The historical debate over who first used "So help me God" is marred by ignoring the two forms of giving the oath. The first, now in disuse, is when the administrator articulates the constitutional oath in the form of a question, as in, "Do you George Washington solemnly swear ...", requesting an affirmation. At that point a response of "I do" or "I swear" completes the oath. Without verbatim transcripts, the scant existing evidence shows this was the common procedure at least until the early 20th century. In 1865 the Sacramento Daily Union covered the second inauguration of Abraham Lincoln. Lincoln finished his oath with "So help me God," and he kissed the Bible. The Daily Union account is embellished in several ways, and other newspaper accounts published nearer to the ceremony do not mention the phrase. In 1881, the New York Times article covering the swearing in of Chester A. Arthur reported that he responded to the question of accepting the oath with the words, "I will, so help me God." In 1929, Time magazine reported that the chief justice began the oath uttering, "You, Herbert Hoover, do you solemnly swear ..." Hoover replied with a simple "I do."

A contemporaneous newspaper account of Lincoln's 1865 inauguration states that Lincoln appended the phrase "So help me God" to the oath.

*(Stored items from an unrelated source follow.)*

PR #1102, opened 2026-08-20
feat: stream structured output

cpsievert:
## Why this matters
`Chat$stream()` and `Chat$stream_async()` can now stream provider-native structured output as it is generated, enabling callers to render JSON-backed artifacts and other structured responses incrementally. This follows the public API and orchestration precedent from [Chatlas PR #262](https://github.com/posit-dev/chatlas/pull/262).

## What changes
- Add `type` support to synchronous and asynchronous streaming.
- Preserve raw JSON fragments in text mode and `Content` chunks in content mode, while saving the completed response as `ContentJson`.
- Suppress registered tools for structured requests and reject provider/model/type combinations that require tool-based structured output.
- Cover OpenAI root-schema wrapping, Anthropic and Bedrock fallback rejection, tool behavior, and streaming modes.

## Verification
- `Rscript -e 'devtools::test(".", filter = "chat")'` (`614` passing)\n- `air format R/chat.R R/chat-structured.R tests/testthat/test-chat.R`\n- `devtools::document()`

### DIFF
--- a/NEWS.md
+++ b/NEWS.md
@@ -1,6 +1,7 @@
 # ellmer (development version)
 
 * ellmer now preserves provider citations in chat history and streamed content, and displays cited sources in console output. Enable cited web results with `chat$register_tool()`, using tools such as `openai_tool_web_search()`, `claude_tool_web_search()`, or `claude_tool_web_fetch(citations = TRUE)` (#1068).
+* `Chat$stream()` and `Chat$stream_async()` now suppress registered tools when given a `type_()` specification and store the completed assistant turn as `ContentJson`; streaming structured output requires native provider support and does not use tool-based fallback.
 * `Chat` gains a `$token_count()` method that estimates the number of tokens in new input using the provider's token counting endpoint (@thisisnic, #814).
 * `chat_anthropic()`, `chat_aws_bedrock()`, and `chat_posit()` now default to `claude-sonnet-5`. `chat_openai()` and `chat_openrouter()` now default to `gpt-5.6-terra` (@thisisnic, #1066).
 * `chat_anthropic()` now correctly handles the `fallback` content block returned when a model's server-side refusal fallback (`server-side-fallback-2026-06-01`) is triggered (@simonpcouch, #1058).
--- a/NEWS.md
+++ b/NEWS.md
@@ -1,7 +1,7 @@
 # ellmer (development version)
 
 * ellmer now preserves provider citations in chat history and streamed content, and displays cited sources in console output. Enable cited web results with `chat$register_tool()`, using tools such as `openai_tool_web_search()`, `claude_tool_web_search()`, or `claude_tool_web_fetch(citations = TRUE)` (#1068).
-* `Chat$stream()` and `Chat$stream_async()` now suppress registered tools when given a `type_()` specification and store the completed assistant turn as `ContentJson`; streaming structured output requires native provider support and does not use tool-based fallback.
+* `Chat$stream()` and `Chat$stream_async()` gain a `type` argument for streaming structured output from providers with native support (@cpsievert, #1102)
 * `Chat` gains a `$token_count()` method that estimates the number of tokens in new input using the provider's token counting endpoint (@thisisnic, #814).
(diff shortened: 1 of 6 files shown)


cpsievert:
@thisisnic I'm wanting this for an upcoming [querychat feature](https://github.com/posit-dev/querychat/pull/245). If you're planning on a release soonish, would be great if we could fit this in.

thisisnic:
> @thisisnic I'm wanting this for an upcoming [querychat feature](https://github.com/posit-dev/querychat/pull/245). If you're planning on a release soonish, would be great if we could fit this in.

Sounds good, I'll add it to the 0.5.0 milestone

R/chat.R
```diff
@@ -650,10 +693,20 @@ Chat <- R6::R6Class(
...
       yield_as_content = FALSE,
       controller = NULL
     ) {
+      if (
+        !is.null(type) &&
+          uses_tool_structured_output(private$provider, private$model, type)
+      ) {
+        cli::cli_abort(
+          "Streaming structured output requires native provider support for the supplied model."
+        )
```
thisisnic:
```suggestion
cli::cli_abort(c(
    "Can't stream structured output with {private$provider@name} model {.val {private$model@name}}.",
    i = "Streaming requires native structured output, but this provider and model fall back to tool calling.",
    i = "Use `$chat_structured()` instead."
  ))
```

How about something like this to give the user a way forward?

NEWS.md
```diff
@@ -1,6 +1,7 @@
 # ellmer (development version)
 
 * ellmer now preserves provider citations in chat history and streamed content, and displays cited sources in console output. Enable cited web results with `chat$register_tool()`, using tools such as `openai_tool_web_search()`, `claude_tool_web_search()`, or `claude_tool_web_fetch(citations = TRUE)` (#1068).
+* `Chat$stream()` and `Chat$stream_async()` now suppress registered tools when given a `type_()` specification and store the completed assistant turn as `ContentJson`; streaming structured output requires native provider support and does not use tool-based fallback.
```
```suggestion
* `Chat$stream()` and `Chat$stream_async()` gain a `type` argument for streaming structured output from providers with native support (@cpsievert, #1102)
```

tests/testthat/test-chat.R
```diff
@@ -335,6 +335,529 @@ test_that("can perform a simple async batch chat", {
...
+          input_tokens = 1,
+          output_tokens = 2,
+          input_tokens_details = list(cached_tokens = 0)
+        )
+      )
+    )
+  )
+}
+
+test_that("stream() supports native structured output", {
```
thisisnic, line 419: This looks good but the testing is a bit more expansive than for other features, and perhaps we could trim it a little?

:robot:'s suggestion:

> Could we collapse to the `run_case(async)` pattern used elsewhere in this file, with one factory that takes a vector of deltas? I think five tests would cover it: native happy path, `stream = "content"`, scalar wrapping, tools omitted, and all the rejection cases in a single `expect_snapshot(error = TRUE)`.

thisisnic (commented):
Just a few changes to suggest from me, otherwise looks good!

hadley (approved):

R/chat.R
cpsievert: Done — adopted your suggested message (with provider/model name and the `$chat_structured()` pointer) at both the sync and async abort sites: https://github.com/tidyverse/ellmer/commit/36af76a2fccfb0a929a4c1635bbdbaf2a202d77b

NEWS.md
cpsievert: Done — replaced with your suggested bullet: https://github.com/tidyverse/ellmer/commit/36af76a2fccfb0a929a4c1635bbdbaf2a202d77b

tests/testthat/test-chat.R
cpsievert: Done — consolidated to a `run_case(async)` pattern with a single delta-based response factory. The rejection cases now live in one test using `expect_snapshot(error = TRUE)` (the mock still errors if a request starts, preserving the before-request check). One deviation: the Bedrock scenario is guarded with `tryCatch(skip = ...)` since `chat_aws_bedrock_test()` skips without AWS credentials, which would otherwise abort the whole test: https://github.com/tidyverse/ellmer/commit/36af76a2fccfb0a929a4c1635bbdbaf2a202d77b

PR #1104, opened 2026-08-21
Default base_url to `ANTHROPIC_BASE_URL` and `AWS_ENDPOINT_URL_BEDROCK_RUNTIME`

### LINKED ISSUE #1103: Respect `ANTHROPIC_BASE_URL` and `AWS_ENDPOINT_URL_BEDROCK_RUNTIME`
The official Anthropic and AWS SDKs recognize environment variables `ANTHROPIC_BASE_URL` and `AWS_ENDPOINT_URL_BEDROCK_RUNTIME`. In ellmer these base URLs are fixed unless you pass `base_url` yourself.

It would be nice if `base_url` could default to these variables when they're set, matching the SDKs, and fall back to the public endpoints otherwise. That way someone pointing anthropic or bedrock at a proxy or gateway sets the variable once and ellmer picks it up like, instead of passing `base_url` by hand to every `chat_*()` and `models_*()` call.

karawoo:
Fixes #1103.

`chat_anthropic()` and `chat_aws_bedrock()` now default `base_url` to the `ANTHROPIC_BASE_URL` and `AWS_ENDPOINT_URL_BEDROCK_RUNTIME` environment variables when they're set, matching the official SDKs. Setting the variable is enough to route anthropic or bedrock through a proxy or gateway, so you don't have to pass `base_url` on every call.


hadley (approved):

thisisnic:
OK, I've merged in main and made a few additional changes to incorporate #1064.  The only significant behavioural change I made here was having `models_aws_bedrock()` work with the `AWS_ENDPOINT_URL_BEDROCK` rather than the runtime var.

PR #62, opened 2020-07-28
Camera gain

Bankst:


Bankst:
[USB camera gain is still broken](https://trello.com/c/VUZMOJYd/77-usb-camera-gain-is-still-broken)

PR #63, opened 2020-07-29
PiCam Tweaks

Bankst:


Bankst:
Exposure only changes between 0 and 1, no other values show a difference.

This newspaper report is followed by another account, provided later in the same year after Lincoln's death (April 15, 1865), that Lincoln said "So help me God" during his oath. The evidence pertaining to the 1865 inauguration is much stronger than that pertaining to Lincoln's 1861 use of the phrase. Several sources claim that Lincoln said "So help me God" at his 1861 inauguration, yet these sources were not contemporaneous to the event. During the speech, Lincoln stated that his oath was "registered in Heaven," something some have taken as indicating he likely uttered the phrase "So help me God." Conversely, there was a claim made by A. M. Milligan (a Presbyterian minister who advocated for an official Christian U.S. government) that letters were sent to Abraham Lincoln asking him to swear to God during his inaugurations, and Lincoln allegedly wrote back saying that God's name was not in the Constitution, and he could not depart from the letter of that instrument.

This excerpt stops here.